:: Data extract ::

PR #8876, opened 2021-06-24
sprite fillbuffer cache & sprite misc change when set spf

LinYunMo:
Re: https://github.com/cocos-creator/3d-tasks/issues/7806

### DIFF
--- a/cocos/2d/assembler/sprite/simple.ts
+++ b/cocos/2d/assembler/sprite/simple.ts
@@ -82,39 +82,11 @@ export const simple: IAssembler = {
         }
     },
 
-    fillBuffers (sprite: Sprite, renderer: Batcher2D) {
-        if (sprite === null) {
-            return;
-        }
-
-        // const buffer: MeshBuffer = renderer.createBuffer(
-        //     sprite.renderData!.vertexCount,
-        //     sprite.renderData!.indicesCount,
-        // );
-        // const commitBuffer: IUIRenderData = renderer.createUIRenderData();
+    updateWorldVerts (sprite: Sprite, vData: Float32Array) {
         const renderData = sprite.renderData;
 
         const dataList: IRenderData[] = renderData!.data;
         const node = sprite.node;
-
-        let buffer = renderer.acquireBufferBatch()!;
-
-        let vertexOffset = buffer.byteOffset >> 2;
-        let indicesOffset = buffer.indicesOffset;
-        let vertexId = buffer.vertexOffset;
-
-        const isRecreate = buffer.request();
-        if (!isRecreate) {
-            buffer = renderer.currBufferBatch!;
-            vertexOffset = 0;
-            indicesOffset = 0;
-            vertexId = 0;
-        }
-
-        // buffer data may be reallocated, need get reference after request.
-        const vBuf = buffer.vData!;
-        const iBuf = buffer.iData!;
-        const vData = renderData!.vData!;
 
         const data0 = dataList[0];
         const data3 = dataList[3];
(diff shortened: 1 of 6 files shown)


pandamicro:
https://github.com/cocos-creator/3d-tasks/issues/7487

cocos/2d/assembler/sprite/simple.ts
```diff
@@ -170,6 +142,42 @@ export const simple: IAssembler = {
...
+        // const commitBuffer: IUIRenderData = renderer.createUIRenderData();
+
+        let buffer = renderer.acquireBufferBatch()!;
+
+        let vertexOffset = buffer.byteOffset >> 2;
+        let indicesOffset = buffer.indicesOffset;
+        let vertexId = buffer.vertexOffset;
+
+        const isRecreate = buffer.request();
+        if (!isRecreate) {
```
pandamicro: The naming  here  is confusing, should only update buffer if it is recreated, so I suggest name this variable `bufferUnchanged`

cocos/2d/components/sprite.ts
```diff
@@ -763,8 +763,12 @@ export class Sprite extends Renderable2D {
 
         if (spriteFrame) {
             if (!oldFrame || spriteFrame !== oldFrame) {
-                if  (spriteFrame.loaded) {
-                    this._onTextureLoaded();
+                if (spriteFrame.loaded) {
+                    if (oldFrame && oldFrame.texture.getHash() !== spriteFrame.texture.getHash()) {
```
pandamicro: If old frame not exist, we should also invoke `_onTextureLoaded`, the logic here is too complicated

```
let textureChanged = false;
if (spriteFrame) {
    if (!oldFrame || oldFrame.texture !== spriteFrame.texture) {
         textureChanged = true;
    }
    if (spriteFrame.loaded) {
        if (textureChanged) {
            this._onTextureLoaded();
        }
        else {
            this._applySpriteSize();
        }
    }
    else {
        spriteFrame.once('load', this._onTextureLoaded, this);
    }
}
```

cocos/2d/framework/ui-transform.ts
```diff
@@ -92,6 +92,7 @@ export class UITransform extends Component {
         } else {
             this.node.emit(SystemEventType.SIZE_CHANGED);
         }
+        this._rectDirty = true;
```
pandamicro: should use the same mechanism to mark render data vertex dirty:

```
this.node.uiProps.uiComp.markForUpdateRenderData(true);
```

cocos/2d/assembler/sprite/simple.ts
```diff
@@ -170,6 +142,42 @@ export const simple: IAssembler = {
...
         }
+    },
+
+    fillBuffers (sprite: Sprite, renderer: Batcher2D) {
+        if (sprite === null) {
+            return;
+        }
+
+        const vData = sprite.renderData!.vData!;
+        if (sprite.node.hasChangedFlags || (this.uiTransCache && this.uiTransCache._rectDirty)) {
```
pandamicro: We can only check for `sprite.node.hasChangedFlags` here. UITransform size and anchor dirty should be updated directly in `updateVertexData`

cocos/2d/assembler/sprite/simple.ts
```diff
@@ -170,6 +142,42 @@ export const simple: IAssembler = {
...
+            this.updateWorldVerts(sprite, vData);
+            this.uiTransCache._rectDirty = false;
+        }
```
pandamicro, line 156:
```
if (sprite.node.hasChangedFlags) {
    this.updateWorldVerts(sprite, vData);
}
```

cocos/2d/assembler/sprite/simple.ts
```diff
@@ -229,13 +237,12 @@ export const simple: IAssembler = {
...
         dataList[0].x = l;
         dataList[0].y = b;
-        dataList[0].z = 0;
 
         dataList[3].x = r;
         dataList[3].y = t;
-        dataList[3].z = 0;
 
         renderData.vertDirty = false;
+        this.uiTransCache = uiTrans;
```
pandamicro: No need to save uiTransCache, just update world vertex here

```
this.updateWorldVerts(sprite, renderData.vData);
```

pandamicro (commented):
I don't feel right about `rectDirty` design and the checks in fillBuffers, it feels like adding up complexity and easy to trigger issues

cocos/2d/assembler/sprite/simple.ts
LinYunMo: will be update twice，node.hasChangedFlags always true until frame finish

pandamicro (approved):

PR #8890, opened 2021-06-26
[BREAKING CHANGE] remove returning callback on systemEvent.on interface

PPpro:
Re: cocos-creator/3d-tasks#

Changelog:
 *


PPpro:
https://github.com/cocos-creator/3d-tasks/issues/7928

PR #8896, opened 2021-06-28
Allow specifying delta time in `Game.prototype.step`

shrinktofit:
Re: cocos-creator/3d-tasks#7930

Changelog:
 * The usage is, for example, to step in fixed FPS.

### DIFF
--- a/cocos/core/director.ts
+++ b/cocos/core/director.ts
@@ -927,6 +927,21 @@ export class Director extends EventTarget {
         }
     }
 
+    /**
+     * @en
+     * Run once main loop.
+     * @zh
+     * 运行一次主循环。
+     * @param deltaTime 此次循环与上次循环间隔的时间，单位为毫秒。默认为自然流逝的时间。
+     */
+    public tick (deltaTime?: number) {
+        this.mainLoop(
+            typeof deltaTime === 'undefined'
+                ? undefined
+                : this._lastUpdate + deltaTime,
+        );
+    }
+
     private _initOnRendererInitialized () {
         this._totalFrames = 0;
         this._lastUpdate = performance.now();
--- a/cocos/core/director.ts
+++ b/cocos/core/director.ts
@@ -301,7 +301,7 @@ export class Director extends EventTarget {
      * @en Calculates delta time since last time it was called, the result is saved to an internal property.
      * @zh 计算从上一帧到现在的时间间隔，结果保存在私有属性中
      */
-    public calculateDeltaTime (now) {
+    public calculateDeltaTime (now?: number) {
         if (!now) now = performance.now();
 
         this._deltaTime = now > this._lastUpdate ? (now - this._lastUpdate) / 1000 : 0;
@@ -877,14 +877,14 @@ export class Director extends EventTarget {
      * @en Run main loop of director
      * @zh 运行主循环
      */
-    public mainLoop (time: number) {
+    public mainLoop (time?: number) {
         if (this._purgeDirectorInNextLoop) {
             this._purgeDirectorInNextLoop = false;
             this.purgeDirector();
         } else if (!this._invalid) {
             // calculate "global" dt
             if (EDITOR && !legacyCC.GAME_VIEW) {
-                this._deltaTime = time;
+                this._deltaTime = time!;
             } else {
                 this.calculateDeltaTime(time);
             }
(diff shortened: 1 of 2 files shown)


cocos/core/game.ts
```diff
@@ -368,8 +368,8 @@ export class Game extends EventTarget {
      * @en Run the game frame by frame.
      * @zh 执行一帧游戏循环。
      */
-    public step () {
-        legacyCC.director.mainLoop();
+    public step (now?: number) {
+        legacyCC.director.mainLoop(now);
```
shrinktofit: Another choice is to define the parameter as delta time so the implementation becomes:
```ts
public step (deltaTime?: number) {
    // deltaTime is in seconds?
    legacyCC.director.mainLoop(typeof deltaTime === 'number'
        ? (legacyCC.director.getCurrentTime() + deltaTime * 1000.0) // Convert to now
        : undefined,
    );
}
```

pandamicro: We should use deltaTime instead of now, but that means we need to move out director's calculation to game, so a little more work that this version.
Remove `_lastUpdate`, `_startTime` in director, and implement deltaTime calculation in game

pandamicro: To preserve mainLoop API usage, we can add `director.tick`

shrinktofit: Updated. Please review.

shrinktofit:
@PPpro  Could you please review this to see if it'd affect PAL/adapter?

cocos/core/director.ts
```diff
@@ -927,6 +927,21 @@ export class Director extends EventTarget {
...
+     * 运行一次主循环。
+     * @param deltaTime 此次循环与上次循环间隔的时间，单位为毫秒。默认为自然流逝的时间。
+     */
+    public tick (deltaTime?: number) {
+        this.mainLoop(
+            typeof deltaTime === 'undefined'
+                ? undefined
+                : this._lastUpdate + deltaTime,
+        );
+    }
```
PPpro, line 943: is it necessary to add a new interface for developer ? @pandamicro

PPpro: I suggest to change this interface to a private method, because it's not  a useful interface for developper

PPpro: I suggest to change this interface to a private method, because it's not a useful interface for developper

PPpro (changes requested):

cocos/core/director.ts
PPpro: I suggest to change this interface to a private method, because it's not a useful interface for developper

PPpro (changes requested):

cocos/core/director.ts
```diff
@@ -877,14 +877,14 @@ export class Director extends EventTarget {
      * @en Run main loop of director
      * @zh 运行主循环
      */
-    public mainLoop (time: number) {
+    public mainLoop (time?: number) {
```
pandamicro, line 880: `mainLoop` is the function that we want to deprecated in the future, because it's not using a regular tick parameter. So I think we should move actual implementation to new standard function `tick` and use `tick` in mainLoop

    public mainLoop (time?: number) {
        if (!this._invalid) {
            // calculate "global" dt
            this.calculateDeltaTime(time);
            const dt = this._deltaTime;

            this.tick(dt);
        }
    }

cocos/core/director.ts
pandamicro: It is a useful method, and we should use the new `tick` function instead of `mainLoop`.
`tick` accept dt, which means developer can easier control speed of game globally.

cocos/core/game.ts
```diff
@@ -365,11 +365,14 @@ export class Game extends EventTarget {
...
+     * @en
+     * Run once game loop.
+     * @zh
+     * 执行一帧游戏循环。
+     * @param deltaTime 此次循环与上次循环间隔的时间，单位为毫秒。默认为自然流逝的时间。
      */
-    public step () {
-        legacyCC.director.mainLoop();
+    public step (deltaTime?: number) {
+        legacyCC.director.tick(deltaTime);
```
pandamicro, line 375: We should also change `mainLoop` usage to `tick` in `runMainLoop` and calculate delta time in game directly.

pandamicro (changes requested):

PPpro:
AGREE

PR #10533, opened 2022-03-28
Adjust the default linewidth of cc.graphics

zhefengzhang:
Re: cocos-creator/3d-tasks#

Changelog:
 * Graphics to 4, because with a lineWidth of 2, the drawing effect is not observed at some resolutions. If this is not changed, the user may mistakenly think it is a bug.
 
 Before modification:
图片
Modified:
图片

### DIFF
--- a/cocos2d/core/graphics/graphics.js
+++ b/cocos2d/core/graphics/graphics.js
@@ -48,7 +48,7 @@ let Graphics = cc.Class({
     },
 
     properties: {
-        _lineWidth: 2,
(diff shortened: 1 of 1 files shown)


SantyWang:
This will have an impact on the compatibility

zhefengzhang:
> This will have an impact on the compatibility

Why?This just adjusts the default lineWidth.

zhefengzhang:
This change will affect user upgrades and is not recommended for long term maintenance releases.

PR #10541, opened 2022-03-28
remove CoreStd.h

minggo:


native/cocos/base/job-system/job-system-taskflow/TFJobSystem.h
```diff
@@ -28,6 +28,7 @@
 #include <algorithm>
 #include <thread>
 #include "taskflow/taskflow.hpp"
+#include "base/memory/Memory.h"
```
star-e, line 31: Is it better to include files from cocos?

star-e (approved):

native/cocos/base/job-system/JobSystem.h
```diff
@@ -23,6 +23,12 @@
  THE SOFTWARE.
 ****************************************************************************/
 
+#if CC_USE_JOB_SYSTEM_TBB
```
dumganhar: Doesn't need 
```c++
#define CC_JOB_SYSTEM_TASKFLOW 1
#define CC_JOB_SYSTEM_TBB      2
```
?

native/cocos/base/job-system/job-system-taskflow/TFJobSystem.h
minggo: Yep, it is better to include from cocos/ to avoid conflict.

hana-alice (approved):

native/cocos/base/job-system/JobSystem.h
minggo: It is defined in CMakeLists.txt, and it set through editor build setting.

dumganhar (approved):

SantyWang (approved):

:: What to work on ::
Would you copy each line of the records that contains "impact"?

:: Answer box ::
This will have an impact on the compatibility
> This will have an impact on the compatibility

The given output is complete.